Your answer should consist of every line in the records that holds "opened".

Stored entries

**********

PR #1971, opened 2025-02-25
fix: retry git fetch --tags on fail

fmudry:
Git fetch tags currently fail, when a repo has submodules. 
Fetching for the second time works as a workaround.

### DIFF
--- a/task/git-clone-oci-ta/0.1/git-clone-oci-ta.yaml
+++ b/task/git-clone-oci-ta/0.1/git-clone-oci-ta.yaml
@@ -261,7 +261,10 @@ spec:
 
         if [ "${PARAM_FETCH_TAGS}" = "true" ]; then
           echo "Fetching tags"
-          git fetch --tags
+          if ! git fetch --tags; then
+            echo "Retrying fetch command..."
+            git fetch --tags
+          fi
         fi
       securityContext:
         runAsUser: 0
--- a/task/git-clone/0.1/git-clone.yaml
+++ b/task/git-clone/0.1/git-clone.yaml
@@ -257,7 +257,10 @@ spec:
 
       if [ "${PARAM_FETCH_TAGS}" = "true" ] ; then
         echo "Fetching tags"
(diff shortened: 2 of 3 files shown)


chmeliik (commented):
> Git fetch tags currently fail, when a repo has submodules.

I think it only fails in very specific situations for repos with submodules, not always. I don't think anyone actually understands what causes those situtations. Let's just update the commit message to say "In some situtations, `git fetch tags` may fail for repos with submodules" :sweat_smile:

task/git-clone-oci-ta/0.1/git-clone-oci-ta.yaml
```diff
@@ -261,7 +261,17 @@ spec:
...
+          # Checking, if tags get fetched, when repo has submodules
+          if ! git fetch --tags; then
+            echo "Retrying fetch command..."
+            if git fetch --tags; then
+              echo "Fetching tags was successful"
+            else
+              EXIT_CODE="$?"
+              echo "fatal: Fetching tags was not successful, exit code: ${EXIT_CODE}"
+              exit "${EXIT_CODE}"
+            fi
```
chmeliik, line 273: IMO we can simplify this block to just this

```suggestion
            git fetch --tags
```

The success message doesn't seem necessary (and it's a bit weird that we would print it after a successful retry but not if the first attempt already succeeds). And for the error message, we can just let git print its own

fmudry: Thank you for a great review, I really appreciate it :smiley:

chmeliik (commented):
Otherwise LGTM :+1:

chmeliik (approved):

chmeliik:
@rnc PTAL, you're the sole owner of the pnc-prebuild task which blocks changes to the clone task

Please also take a look at https://github.com/konflux-ci/build-definitions/pull/1962

rnc (approved):

PR #1972, opened 2025-02-25
sast-coverity-check: do not mount the whole /opt

kdudka:
... as a volume during the build.  Mount only specific subdirectory (and a symbolic link) instead in order not to break container builds, such as `konflux-tempo`, that use /opt for other purposes.

Resolves: https://issues.redhat.com/browse/KFLUXSPRT-1945


kdudka:
@chmeliik Thanks for review!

**********

Completed exercise:
PR #1971, opened 2025-02-25
PR #1972, opened 2025-02-25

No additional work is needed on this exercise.